Data extract:

-- Opening Marker --

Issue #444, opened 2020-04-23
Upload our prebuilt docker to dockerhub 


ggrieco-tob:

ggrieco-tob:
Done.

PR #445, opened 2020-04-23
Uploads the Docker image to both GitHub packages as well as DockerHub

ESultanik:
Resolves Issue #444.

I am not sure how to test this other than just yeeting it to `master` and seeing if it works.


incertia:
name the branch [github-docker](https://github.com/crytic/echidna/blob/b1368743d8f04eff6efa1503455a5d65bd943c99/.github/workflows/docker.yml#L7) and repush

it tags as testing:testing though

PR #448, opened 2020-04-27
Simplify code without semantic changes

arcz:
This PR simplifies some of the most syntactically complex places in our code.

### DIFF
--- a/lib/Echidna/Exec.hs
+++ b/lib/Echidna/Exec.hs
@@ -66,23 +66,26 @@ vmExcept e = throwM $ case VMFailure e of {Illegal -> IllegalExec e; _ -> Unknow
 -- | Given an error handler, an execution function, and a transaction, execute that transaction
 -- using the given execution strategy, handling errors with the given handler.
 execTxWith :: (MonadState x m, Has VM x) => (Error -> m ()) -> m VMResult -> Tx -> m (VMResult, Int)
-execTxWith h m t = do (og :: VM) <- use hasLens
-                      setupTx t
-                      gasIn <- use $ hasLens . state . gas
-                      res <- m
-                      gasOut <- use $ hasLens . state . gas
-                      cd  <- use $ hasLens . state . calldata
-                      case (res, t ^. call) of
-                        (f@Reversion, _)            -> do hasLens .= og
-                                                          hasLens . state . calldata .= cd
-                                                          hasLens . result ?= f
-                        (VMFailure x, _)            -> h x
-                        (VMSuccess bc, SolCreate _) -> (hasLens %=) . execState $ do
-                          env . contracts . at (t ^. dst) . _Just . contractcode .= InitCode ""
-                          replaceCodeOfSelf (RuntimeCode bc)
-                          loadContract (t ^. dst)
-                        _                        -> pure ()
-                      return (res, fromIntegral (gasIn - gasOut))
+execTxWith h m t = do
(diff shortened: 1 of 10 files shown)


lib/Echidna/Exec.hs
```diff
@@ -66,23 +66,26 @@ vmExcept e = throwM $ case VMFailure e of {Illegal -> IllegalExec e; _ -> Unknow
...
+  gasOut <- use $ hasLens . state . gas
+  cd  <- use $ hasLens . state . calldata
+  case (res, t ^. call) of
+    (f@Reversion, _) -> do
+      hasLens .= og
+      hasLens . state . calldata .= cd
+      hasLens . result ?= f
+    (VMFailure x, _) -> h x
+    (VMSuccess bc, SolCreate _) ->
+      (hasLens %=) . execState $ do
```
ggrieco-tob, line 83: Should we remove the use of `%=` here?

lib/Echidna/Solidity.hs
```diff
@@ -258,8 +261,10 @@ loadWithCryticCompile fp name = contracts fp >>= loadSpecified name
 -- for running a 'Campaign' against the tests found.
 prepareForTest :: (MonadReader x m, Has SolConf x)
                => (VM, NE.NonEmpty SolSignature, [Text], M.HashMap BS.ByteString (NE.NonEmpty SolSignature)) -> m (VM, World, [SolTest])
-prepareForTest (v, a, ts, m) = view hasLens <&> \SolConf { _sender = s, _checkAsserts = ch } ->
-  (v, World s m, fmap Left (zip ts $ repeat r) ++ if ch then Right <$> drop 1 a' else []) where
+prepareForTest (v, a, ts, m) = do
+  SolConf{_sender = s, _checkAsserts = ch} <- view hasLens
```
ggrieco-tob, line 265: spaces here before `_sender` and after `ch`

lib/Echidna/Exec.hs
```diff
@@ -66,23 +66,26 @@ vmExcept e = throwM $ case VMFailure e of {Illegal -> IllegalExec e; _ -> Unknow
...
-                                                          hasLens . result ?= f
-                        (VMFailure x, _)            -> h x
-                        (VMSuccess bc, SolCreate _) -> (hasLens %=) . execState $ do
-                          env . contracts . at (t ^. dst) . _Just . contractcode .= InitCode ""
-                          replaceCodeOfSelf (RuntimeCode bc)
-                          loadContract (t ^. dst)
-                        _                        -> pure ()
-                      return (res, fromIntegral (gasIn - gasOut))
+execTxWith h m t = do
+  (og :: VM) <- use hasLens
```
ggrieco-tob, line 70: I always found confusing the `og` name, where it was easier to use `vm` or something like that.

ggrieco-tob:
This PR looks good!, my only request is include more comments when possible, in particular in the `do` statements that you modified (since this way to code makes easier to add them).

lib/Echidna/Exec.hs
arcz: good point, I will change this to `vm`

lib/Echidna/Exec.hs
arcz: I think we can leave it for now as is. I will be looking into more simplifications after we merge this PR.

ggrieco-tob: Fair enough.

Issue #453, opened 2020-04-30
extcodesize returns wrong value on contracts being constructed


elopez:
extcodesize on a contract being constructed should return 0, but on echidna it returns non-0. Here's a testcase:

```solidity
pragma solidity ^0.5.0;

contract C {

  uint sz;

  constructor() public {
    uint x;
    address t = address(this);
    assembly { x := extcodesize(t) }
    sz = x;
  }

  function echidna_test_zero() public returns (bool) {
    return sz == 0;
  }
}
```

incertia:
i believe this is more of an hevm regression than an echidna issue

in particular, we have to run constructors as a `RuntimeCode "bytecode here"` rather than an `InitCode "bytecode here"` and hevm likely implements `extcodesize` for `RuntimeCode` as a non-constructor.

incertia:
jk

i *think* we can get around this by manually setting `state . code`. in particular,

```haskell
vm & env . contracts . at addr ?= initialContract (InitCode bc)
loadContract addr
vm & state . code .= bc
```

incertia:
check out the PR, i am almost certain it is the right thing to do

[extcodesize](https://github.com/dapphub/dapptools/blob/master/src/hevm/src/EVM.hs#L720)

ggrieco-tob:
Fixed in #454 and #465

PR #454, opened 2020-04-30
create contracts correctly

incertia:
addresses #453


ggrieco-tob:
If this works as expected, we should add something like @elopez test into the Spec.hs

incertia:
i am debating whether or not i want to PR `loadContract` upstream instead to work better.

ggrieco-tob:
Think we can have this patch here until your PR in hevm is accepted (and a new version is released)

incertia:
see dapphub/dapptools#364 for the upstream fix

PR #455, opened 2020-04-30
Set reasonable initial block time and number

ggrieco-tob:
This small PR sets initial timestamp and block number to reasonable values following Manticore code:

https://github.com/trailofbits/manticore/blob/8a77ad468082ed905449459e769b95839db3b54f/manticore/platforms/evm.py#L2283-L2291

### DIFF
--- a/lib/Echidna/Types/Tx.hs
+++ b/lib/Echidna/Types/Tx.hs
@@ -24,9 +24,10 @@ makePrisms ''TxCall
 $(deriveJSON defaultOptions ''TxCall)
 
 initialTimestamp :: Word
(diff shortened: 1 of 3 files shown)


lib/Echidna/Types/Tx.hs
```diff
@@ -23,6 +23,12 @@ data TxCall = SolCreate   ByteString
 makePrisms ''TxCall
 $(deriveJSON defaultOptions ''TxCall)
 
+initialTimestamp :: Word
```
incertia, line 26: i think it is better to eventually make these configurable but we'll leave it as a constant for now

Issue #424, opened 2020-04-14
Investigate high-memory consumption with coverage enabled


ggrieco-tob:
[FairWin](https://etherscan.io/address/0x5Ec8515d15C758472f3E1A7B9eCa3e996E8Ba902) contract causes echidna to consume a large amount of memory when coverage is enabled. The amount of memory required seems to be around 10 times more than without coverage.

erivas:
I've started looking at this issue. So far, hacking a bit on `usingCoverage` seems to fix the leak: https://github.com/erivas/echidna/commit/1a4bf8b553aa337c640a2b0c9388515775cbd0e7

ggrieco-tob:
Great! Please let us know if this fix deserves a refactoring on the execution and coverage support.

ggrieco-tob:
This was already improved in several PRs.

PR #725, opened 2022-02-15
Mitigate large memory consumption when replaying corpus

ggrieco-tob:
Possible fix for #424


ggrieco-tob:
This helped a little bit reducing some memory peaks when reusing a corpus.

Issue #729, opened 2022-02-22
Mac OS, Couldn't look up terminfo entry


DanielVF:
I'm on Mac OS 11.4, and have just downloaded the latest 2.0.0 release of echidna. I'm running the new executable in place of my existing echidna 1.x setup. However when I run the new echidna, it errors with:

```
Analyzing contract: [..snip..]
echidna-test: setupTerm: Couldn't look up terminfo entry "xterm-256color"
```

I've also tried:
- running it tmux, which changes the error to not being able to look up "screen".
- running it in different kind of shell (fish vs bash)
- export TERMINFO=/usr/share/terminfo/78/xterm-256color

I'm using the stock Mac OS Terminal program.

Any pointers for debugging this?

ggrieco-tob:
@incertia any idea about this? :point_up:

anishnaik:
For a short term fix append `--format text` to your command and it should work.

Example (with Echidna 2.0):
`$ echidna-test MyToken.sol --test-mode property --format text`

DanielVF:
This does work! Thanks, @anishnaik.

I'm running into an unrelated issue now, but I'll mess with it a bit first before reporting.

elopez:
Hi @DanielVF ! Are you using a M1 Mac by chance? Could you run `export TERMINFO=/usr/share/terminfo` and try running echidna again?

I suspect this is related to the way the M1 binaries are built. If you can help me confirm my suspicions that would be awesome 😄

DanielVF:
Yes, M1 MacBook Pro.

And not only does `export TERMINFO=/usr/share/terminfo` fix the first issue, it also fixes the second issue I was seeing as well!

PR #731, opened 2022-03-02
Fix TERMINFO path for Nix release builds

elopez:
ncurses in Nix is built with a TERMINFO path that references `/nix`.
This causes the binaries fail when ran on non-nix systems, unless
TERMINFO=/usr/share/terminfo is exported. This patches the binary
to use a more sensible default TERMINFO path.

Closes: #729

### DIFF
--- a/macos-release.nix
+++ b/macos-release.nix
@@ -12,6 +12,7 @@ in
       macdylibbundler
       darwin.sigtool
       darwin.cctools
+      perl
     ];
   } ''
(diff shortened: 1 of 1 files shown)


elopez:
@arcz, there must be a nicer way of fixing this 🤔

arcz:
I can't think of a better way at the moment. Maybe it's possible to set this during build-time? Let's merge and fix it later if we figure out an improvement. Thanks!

-- Closing Marker --
-- Opening Marker --

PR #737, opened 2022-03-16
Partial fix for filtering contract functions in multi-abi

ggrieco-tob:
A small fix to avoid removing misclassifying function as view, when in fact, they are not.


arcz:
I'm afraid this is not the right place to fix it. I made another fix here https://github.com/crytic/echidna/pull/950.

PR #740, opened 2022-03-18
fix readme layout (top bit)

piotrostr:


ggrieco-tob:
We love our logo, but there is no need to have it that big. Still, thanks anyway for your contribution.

-- Closing Marker --

What you should do:
What do the lines above say from the one containing "ggrieco-tob: Fair enough." down to the one containing "check out the"? Return them exactly, both end lines included, and only them.

Response to this task:
ggrieco-tob: Fair enough.

Issue #453, opened 2020-04-30
extcodesize returns wrong value on contracts being constructed


elopez:
extcodesize on a contract being constructed should return 0, but on echidna it returns non-0. Here's a testcase:

```solidity
pragma solidity ^0.5.0;

contract C {

  uint sz;

  constructor() public {
    uint x;
    address t = address(this);
    assembly { x := extcodesize(t) }
    sz = x;
  }

  function echidna_test_zero() public returns (bool) {
    return sz == 0;
  }
}
```

incertia:
i believe this is more of an hevm regression than an echidna issue

in particular, we have to run constructors as a `RuntimeCode "bytecode here"` rather than an `InitCode "bytecode here"` and hevm likely implements `extcodesize` for `RuntimeCode` as a non-constructor.

incertia:
jk

i *think* we can get around this by manually setting `state . code`. in particular,

```haskell
vm & env . contracts . at addr ?= initialContract (InitCode bc)
loadContract addr
vm & state . code .= bc
```

incertia:
check out the PR, i am almost certain it is the right thing to do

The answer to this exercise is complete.